Monday morning I woke up in Belmont , MA , at my brothers house, and by the time I was done showering, the sun had risen. The next time the sun rose I was approaching the airport in Frankfurt , Germany , appreciating the impending brilliance from the window of a plane. Some hours later, I have no idea how many as travelling through 13 time zones seems to have really disoriented my perspective on time, I was approaching Bangkok from a few thousand feet as another faint glow slowly became my first day in Thailand.
After three (I think) straight days in airports, leaving the Surat Thani baggage claim area (with a woman who had been waiting for me with a “Welcom to Surat Thani Mike” sign) was fantastic. My first misstep in Thailand came when I tried to get in the passenger side and was surprised to find Wen sitting behind the wheel, I think she was a little caught off guard as well. There is a potent difference to life here, and it seems to permeate every aspect of it, though luckily this is rarely a bad thing. Traffic has a different feel to it, mainly because of the multitude of some serious motor scooters (these rock, and I aim to have one ASAP) and their seemingly tenuous connection to the traffic laws that apply to the rest of the vehicles. The entire world has a spectacularly different look and feel to it really, palm trees instead of pine, bill boards ranging in quality from similar to the US, to more akin to a high school promoting a spaghetti supper (actually as they were in Thai for all I know they were), restaurants on the side of the highway, with no parking (or walls for that matter) and giant, gold framed pictures of the king. The differences didn’t really surprise me, I expected it, what surprised me was that everything seemed to have been altered in some way.

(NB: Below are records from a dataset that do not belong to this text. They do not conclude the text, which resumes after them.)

PR #658, opened 2024-07-25
Add prefix/suffix and group topic support to topic stack row in dapp example

marukohao:

### DIFF
--- a/packages/notifi-dapp-example/next.config.mjs
+++ b/packages/notifi-dapp-example/next.config.mjs
@@ -2,29 +2,30 @@
 import CopyPlugin from "copy-webpack-plugin";
 
 const nextConfig = {
-  output: 'export' /** BUILD ONLY */,
+  // output: 'export' /** BUILD ONLY */,
   images: {
     formats: ['image/webp'],
   },
-  typescript: {
-    // !! WARN !!
-    // Dangerously allow production builds to successfully complete even if
-    // your project has type errors.
-    // !! WARN !!
-    ignoreBuildErrors: true,
-  },
-  eslint: {
-    // Warning: This allows production builds to successfully complete even if
-    // your project has ESLint errors.
-    ignoreDuringBuilds: true,
-  },
+  // typescript: { /** BUILD ONLY */
+  //   // !! WARN !!
+  //   // Dangerously allow production builds to successfully complete even if
+  //   // your project has type errors.
+  //   // !! WARN !!
+  //   ignoreBuildErrors: true,
+  // },
+  // eslint: { /** BUILD ONLY */
+  //   // Warning: This allows production builds to successfully complete even if
+  //   // your project has ESLint errors.
+  //   ignoreDuringBuilds: true,
+  // },
   webpack: (
     config,
     { buildId, dev, isServer, defaultLoaders, nextRuntime, webpack }
   ) => {
     config.plugins.push(new CopyPlugin({
       patterns: [
-        { from: "public/wasm", to: "./server/chunks" },
+        // { from: "public/wasm", to: "./server/chunks" }, /** BUILD ONLY */
+        { from: "public/wasm", to: "./server/vendor-chunks/" },
       ],
     }))
     return config;
--- a/packages/notifi-dapp-example/src/components/SubscriptionValueInput.tsx
+++ b/packages/notifi-dapp-example/src/components/SubscriptionValueInput.tsx
@@ -19,11 +19,29 @@ export const SubscriptionValueInput: React.FC<SubscriptionValueInputProps> = (
   const { inputs } = useNotifiTenantConfigContext();
   const subscriptionValueOrRef = props.subscriptionValueRef;
   const [isDropdownOpen, setIsDropdownOpen] = React.useState(false);
+  const [isTermSelectDropdownOpen, setIsTermSelectDropdownOpen] =
+    React.useState(false);
+  const [selectTerm, setSelectTerm] = React.useState<string>('All');
   const subscriptionValueOptions = resolveObjectArrayRef(
     'subscriptionValueOptions',
     subscriptionValueOrRef,
     inputs,
   );
+
+  const getSubscriptionValueOrRef = () => {
+    if (subscriptionValueOrRef.type === 'ref') {
+      return subscriptionValueOrRef.ref;
+    } else {
+      return subscriptionValueOrRef.value;
+    }
+  };
+
+  const filteredOptions = subscriptionValueOptions.filter((option) => {
+    if (selectTerm === 'All') {
+      return true;
+    }
+    return option.label.startsWith(selectTerm);
+  });
 
   return (
     <div className="relative ml-14 w-[247px] h-12 bg-notifi-card-bg rounded-md mb-3 text-notifi-text p-3 border-0 focus:border-0 focus-visible:border-0 cursor-pointer">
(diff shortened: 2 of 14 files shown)


packages/notifi-dapp-example/next.config.mjs
```diff
@@ -2,29 +2,30 @@
...
+  //   // Dangerously allow production builds to successfully complete even if
+  //   // your project has type errors.
+  //   // !! WARN !!
+  //   ignoreBuildErrors: true,
+  // },
+  // eslint: { /** BUILD ONLY */
+  //   // Warning: This allows production builds to successfully complete even if
+  //   // your project has ESLint errors.
+  //   ignoreDuringBuilds: true,
+  // },
```
eric-notifi, line 20: Rather than using comment, we can dynamic define the build or dev. Here is the example, hope it helps: https://github.com/notifi-network/notifi-sdk-ts/blob/main/packages/notifi-react-example-v2/next.config.mjs

packages/notifi-dapp-example/src/components/SubscriptionValueInput.tsx
```diff
@@ -19,41 +19,139 @@ export const SubscriptionValueInput: React.FC<SubscriptionValueInputProps> = (
   const { inputs } = useNotifiTenantConfigContext();
   const subscriptionValueOrRef = props.subscriptionValueRef;
   const [isDropdownOpen, setIsDropdownOpen] = React.useState(false);
+  const [isTermSelectDropdownOpen, setIsTermSelectDropdownOpen] =
+    React.useState(false);
+  const [selectTerm, setSelectTerm] = React.useState<string>('All');
```
eric-notifi, line 24: just a super small nit, `selectTerm` looks like a method. How do you think?

packages/notifi-dapp-example/src/components/SubscriptionValueInput.tsx
```diff
@@ -19,41 +19,139 @@ export const SubscriptionValueInput: React.FC<SubscriptionValueInputProps> = (
...
-          : <div className="text-notifi-text-light">Select Pair</div> ?? (
-              <div className="text-notifi-text-light">Select Pair</div>
-            )}
+        {props.subscriptionValue ? (
+          props.subscriptionValue.label
+        ) : (
+          <div className="text-notifi-text-light">
+            {getSubscriptionValueOrRef() === 'pricePairs'
+              ? 'Select Pair'
+              : 'Select Market'}
```
eric-notifi, line 59: NOTE: need help to open the ticket to make it dynamic.  thanks!!

packages/notifi-dapp-example/src/components/TopicOptions.tsx
```diff
@@ -213,31 +254,57 @@ export const TopicOptions = <T extends TopicRowCategory>(
...
+                  evt.target.value,
+                  props.userInputParam.customInputConstraints,
+                );
+                setCustomInput(value.toString());
+                selectOrInputValue(value);
               }}
-              placeholder={props.placeholder ?? 'Custom'}
+              placeholder={
+                props.userInputParam.kind === 'price'
+                  ? 'Enter Price'
```
eric-notifi, line 279: Hmmm .... I guess we will no longer have price kind. Shall we make a more natural term to fallback to?

packages/notifi-dapp-example/src/components/TopicOptions.tsx
```diff
@@ -183,19 +210,33 @@ export const TopicOptions = <T extends TopicRowCategory>(
...
+                  } else {
+                    if (
+                      isUserInputValid(
+                        props.userInputParam.kind,
+                        evt.target.value,
+                        props.userInputParam.customInputConstraints,
+                      )
+                    ) {
+                      selectOrInputValue(evt.target.value);
+                    }
```
eric-notifi, line 231: Not sure if we still need the following hardcode section:

```ts
if (props.userInputParam.options[0]) {
                  if (
                    Number(evt.target.value) > 99 ||
                    (Number(evt.target.value) < 1 && evt.target.value !== '')
                  ) {
                    setErrorMessage('Please enter a value between 1 and 99');
                  }
                } else {
```

packages/notifi-dapp-example/src/components/TopicOptions.tsx
```diff
@@ -213,31 +254,57 @@ export const TopicOptions = <T extends TopicRowCategory>(
...
+              customInput ? (
+                <div className="absolute right-4 bottom-3">
+                  {'suffix' in prefixAndSuffix && prefixAndSuffix.suffix}
+                </div>
+              ) : null
+            ) : (
               <div className="absolute right-3 bottom-3">
-                {'prefix' in prefixAndSuffix && prefixAndSuffix.prefix}
+                {'suffix' in prefixAndSuffix && prefixAndSuffix.suffix}
               </div>
```
eric-notifi, line 306: Does this two conditions duplicated?

packages/notifi-dapp-example/src/components/TopicRow.tsx
```diff
@@ -89,6 +93,17 @@ export const TopicRow = <T extends TopicRowCategory>(
...
+    userInputParams: UserInputParam<UiType>[],
+  ) => {
+    if (userInputParams.length > 0 && userInputParams[0].uiType === 'radio') {
+      return userInputParams;
+    } else {
+      const reversedParams = [...userInputParams].reverse();
+      return reversedParams;
+    }
+  };
+
```
eric-notifi, line 106: NOTE: per talk, we might also want add a todo or a ticket so that we do not forget to remove this section

marukohao: https://notifi.atlassian.net/browse/MVP-5238 I have the ticket created, feel free to edit if there are some thing that I missed

packages/notifi-dapp-example/src/components/TopicOptions.tsx
marukohao: We'll still have price kind for trading pair alert

packages/notifi-dapp-example/src/components/TopicOptions.tsx
marukohao: I think we do need the hardcode section, as there is no uppper/lower bound set up for liquidation alert

packages/notifi-dapp-example/src/components/TopicOptions.tsx
marukohao: nope, one for with Threshold Option button, one for without Threshold Option button.

packages/notifi-dapp-example/src/components/TopicOptions.tsx
eric-notifi: Hmmmm... I think we will eventually remove the condition `props.userInputParam.options[0]`. If it is not proper to do it now, shall we make a `TODO:` comment so with can easily understand this part and upcoming action.

packages/notifi-dapp-example/src/components/TopicOptions.tsx
eric-notifi: I think we will eventually remove the condition `props.userInputParam.options[0]`. If it is not proper to do it now, shall we make a `TODO:` comment so with can easily understand this part and upcoming action.

eric-notifi (approved):
Just a final nit, I think we would eventually remove the condition `props.userInputParam.options[0]`. If it is not proper to do it now, shall we make a `TODO:` comment so with can easily understand this part and upcoming action because IMO this section is not so easy to understand by just checking the code.

PR #662, opened 2024-08-07
fixed `onClose` function re-render issue

ankush-notifi:
fixed `onClose` function re-render issue


eric-notifi (commented):
Just want to double confirm if this PR is ready or not as looks like the `onClose` global method still not yet being used in any component

packages/notifi-react/lib/components/NavHeader.tsx
```diff
@@ -16,6 +17,8 @@ export type NavHeaderProps = {
 export const NavHeader: React.FC<PropsWithChildren<NavHeaderProps>> = (
   props,
 ) => {
+  const { globalCtas } = useGlobalStateContext();
```
eric-notifi, line 20: Rather than hardcode the globalCtas in this optional action component, we can pass the action related props in `NavHeader.tsx`
Then we can add add the respective props in the component which consume the `NaveHeader.tsx`. For example in `FtuAlertEdit.tsx`, we can do like below:
```ts
export type FtuAlertEditProps = {
  // ...others
  navHeaderRightCta?: {
    action: string; // We need to have a respective action in globalCtas,
    icon: IconType;
  };
};

// ...others

export const FtuAlertEdit: React.FC<FtuAlertEditProps> = (props) => {
  const { updateFtuStage } = useNotifiUserSettingContext();
  const [isLoading, setIsLoading] = React.useState(false);

  const onClick = async () => {
    setIsLoading(true);
    await updateFtuStage(FtuStage.Done);
    setIsLoading(false);
    props.onClickNext();
  };

  const { globalCtas } = useGlobalStateContext();

  return (
      // ...others
      <NavHeader
        // ...others
        rightCta={
          props.navHeaderRightCta &&
          globalCtas?.[props.navHeaderRightCta.action]
            ? {
                icon: props.navHeaderRightCta.icon,
                action: () => globalCtas[props.navHeaderRightCta!.action](),
              }
            : undefined
        }
      >
      // ... others
  )
};
```
IMO, This approach is preferable because we can grant more flexability to users (developers) so they will be able to do whatever action for the navBar topRightCta instead of being limited as `onClose`

packages/notifi-react/lib/components/Connect.tsx
```diff
@@ -87,6 +89,15 @@ export const Connect: React.FC<ConnectProps> = (props) => {
     <div className={clsx('notifi-connect', props.classNames?.container)}>
       <div className={clsx('notifi-connect-title', props.classNames?.title)}>
         {props.copy?.title ?? defaultCopy.connect.title}
+
```
eric-notifi, line 92: The same concept as mentioned on the comment above

packages/notifi-react/lib/components/NavHeader.tsx
```diff
@@ -33,10 +36,14 @@ export const NavHeader: React.FC<PropsWithChildren<NavHeaderProps>> = (
...
-        onClick={() => props.rightCta?.action()}
+        className="notifi-nav-header-right-cta"
+        onClick={() => props.rightCta?.action() ?? globalCtas?.onClose?.()}
       >
-        {props.rightCta?.icon ? <Icon type={props.rightCta?.icon} /> : null}
+        {props.rightCta?.icon ? (
+          <Icon type={props.rightCta?.icon} />
+        ) : globalCtas?.onClose ? (
+          <Icon type={'close'} />
+        ) : null}
```
eric-notifi, line 46: The same comment as previous one

PR #1631, opened 2020-04-05
LibLine: Add styling; LibJS/JS repl: add syntax highlighting

alimpfard:
Perhaps best served as separate PRs, but they were on the same branch...

These patches mainly add live styling to LibLine, and are my second take on the syntax-highlighted js repl.
If this goes well, we might even be able to provide optional highlighting for the shell itself~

By the time we arrived at my apartment I had almost stopped being surprised by the differences and started just noting them, but the apartment had a few legitimate surprises in store for me. To begin, the door is more akin to a shop front, with a metal garage style gate that gets pulled down and locked, and a sliding glass door behind it. Once inside, it had the frightening desolation that all residences have when they have been recently vacated by a group of previous loving tenants. The other big shock was the lack of running water. It comes every now and than, but rather than taking showers and flushing to toilette with it, we store it in trashcans so that we can shower, or flush toilettes later with out hopping everyone else in town, particularly those living down the hill from us, take a break from using water. This was, to put it kindly, a bit distressing to me, as the thing that I was most excited about after three days in airports was a shower. As I began to pack my sleep deprived self started shouting things (in my head) like “that would have been good information to have YESTERDAY!” or “What??? No fucking water?” But I was smart, and rather than staying in, and dwelling on this fact, which is unchangeable, I went out with what has so far been the highlight of the trip, my future colleagues. I took a bucket shower, put on some fresh clothes and when to play poker with some other teachers. This distraction and entertainment was the precise balm I needed, by the time the evening was over, I was tired enough that I passed out the moment I get home. The next day I woke up and went to get some pad kwap-pow for breakfast, and I had come to terms with and acknowledged that the plumbing was much more of a mild inconvenience than the uber issue it had seemed the night before. I have now switched rooms, made my bed more comfortable, unpacked and am getting legitimately comfortable and content. The lesson is settle down and sleep on it, chances are it’s not so bad as your initial reaction suggests. This city seems wonderful, strange, but wonderful. It’s going to be one hell of a year.
All the women I grew up with are sitting in a circle in Hampden Maine reading your blog. Your attitude is the best way to experience life and we have been drinking to that for several hours. We LUV you. Aunt Mikey, Leslie, Minchie, Deb, Kutch and Aunty Barbara.